The data processed by Rosete Aguilar and colleagues show that the pulse expansion increases when the beam propagates through glass with different thicknesses. Figure 3 shows the ultrashort pulse in the case of lens not suitable for fused quartz, with a pulse range of 50 to 100 fs and a wavelength of 800 nm. For thin glass blocks (e.g., 10 mm thick) , this result is negligible, which shows that it is acceptable to use thinner optical devices (including optical windows) even in ultrashort pulses.
However, it is necessary to provide in-phase, Manufacturer of spherical lens aberration free, high-precision and high-density light spots on the focal plane, which means that users must use optical elements with short focal length and larger aperture. These requirements can be met only by using highly aspherical mirrors and lenses with natural spherical aberration free.

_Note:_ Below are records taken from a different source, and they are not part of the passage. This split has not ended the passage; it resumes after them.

PR #610, opened 2016-12-07
Added support for --without-syschar in XCCDF modules, now it is

rsprudencio:
possible to generate OVAL and/or XCCDF results with or without
OVAL System Characteristics.

### DIFF
--- a/utils/oscap.8
+++ b/utils/oscap.8
@@ -100,6 +100,11 @@ Write XCCDF results into FILE.
 Writes results to a given FILE in Asset Reporting Format. It is recommended to use this option instead of --results when dealing with datastreams.
 .RE
 .TP
+\fB\-\-without-syschar\fR
+.RS
+Don't provide system characteristics in result file.
+.RE
+.TP
 \fB\-\-report FILE\fR
 .RS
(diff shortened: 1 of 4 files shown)


mpreisler:
Could you also add this to the manpage?

rsprudencio:
Sorry, forgot about that!

utils/oscap.8
```diff
@@ -100,6 +100,11 @@ Write XCCDF results into FILE.
 Writes results to a given FILE in Asset Reporting Format. It is recommended to use this option instead of --results when dealing with datastreams.
 .RE
 .TP
+\fB\-\-without-syschar\fR
+.RS
+Don't provide system characteristics in result file.
```
mpreisler: in OVAL result file, right? Does this have any effect if I don't request OVAL results or ARF but just request XCCDF results?

rsprudencio: Oops, indeed it was kinda misleading, added a more descriptive text for this option.

rsprudencio:
Another unrelated failure in process58 probe, @openscap-jenkins please retest this

rsprudencio:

Figure 4. The relationship between focal length and focal spot diameter for a given input beam diameter. The blue line represents a scene similar to NIF operation requirements, in which multiple 351 nm short pulse beams converge to the target. The orange line represents a scene similar to Eli, in which a single high peak power ultrashort beam is provided at 800 nm.

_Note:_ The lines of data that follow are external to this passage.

PR #611, opened 2016-12-07
[DO NOT MERGE] Implemented xccdf_session_new_from_source() which creates

rsprudencio:
XCCDF session from loaded sources instead of a file.

This is not finished, it doesn't load the result for some reason. Will be used for future implementations of 'generate fix'.

### DIFF
--- a/src/XCCDF/xccdf_session.c
+++ b/src/XCCDF/xccdf_session.c
@@ -119,6 +119,48 @@ static void _xccdf_session_free_oval_result_sources(struct xccdf_session *sessio
 static const char *oscap_productname = "cpe:/a:open-scap:oscap";
 static const char *oval_sysname = "http://oval.mitre.org/XMLSchema/oval-definitions-5";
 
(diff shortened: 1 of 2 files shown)


src/XCCDF/xccdf_session.c
```diff
@@ -119,6 +119,48 @@ static void _xccdf_session_free_oval_result_sources(struct xccdf_session *sessio
...
 
+struct xccdf_session *xccdf_session_new_from_source(struct oscap_source *source, struct oscap_source *result_source)
+{
+	if (source == NULL)
+		return NULL;
+
+	struct xccdf_session *session = (struct xccdf_session *) oscap_calloc(1, sizeof(struct xccdf_session));
+
+	session->source = source;
+	session->xccdf.result_source = result_source;
```
mpreisler: It looks like result_source can be NULL but it isn't documented in the function docs.

mpreisler:
@rsprudencio We should probably look at finishing this or closing the PR.

rsprudencio:
@mpreisler will close this PR as I won't touch generate fix for now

Fig. 5. Gaussian beam propagation theory applied to a beam passing through a focusing element.
Selecting the correct optical elements helps to provide a target spot with a diameter of only a few microns at the target (Fig. 4). The calculation assumes perfect optics, a perfect Gaussian beam with a 300 mm diameter aperture, and the Gaussian beam propagation theory (Fig. 5) An aspherical focusing lens with a focal length of 1 ~ 3 M can be considered a suitable choice for nuclear laser facilities. This depends on the number of beam lines used, chamber diameter and other design parameters. However, the most suitable solution is an off-axis paraboloid mirror with a very short focal length. Many other reasons not detailed here also make it the most suitable choice.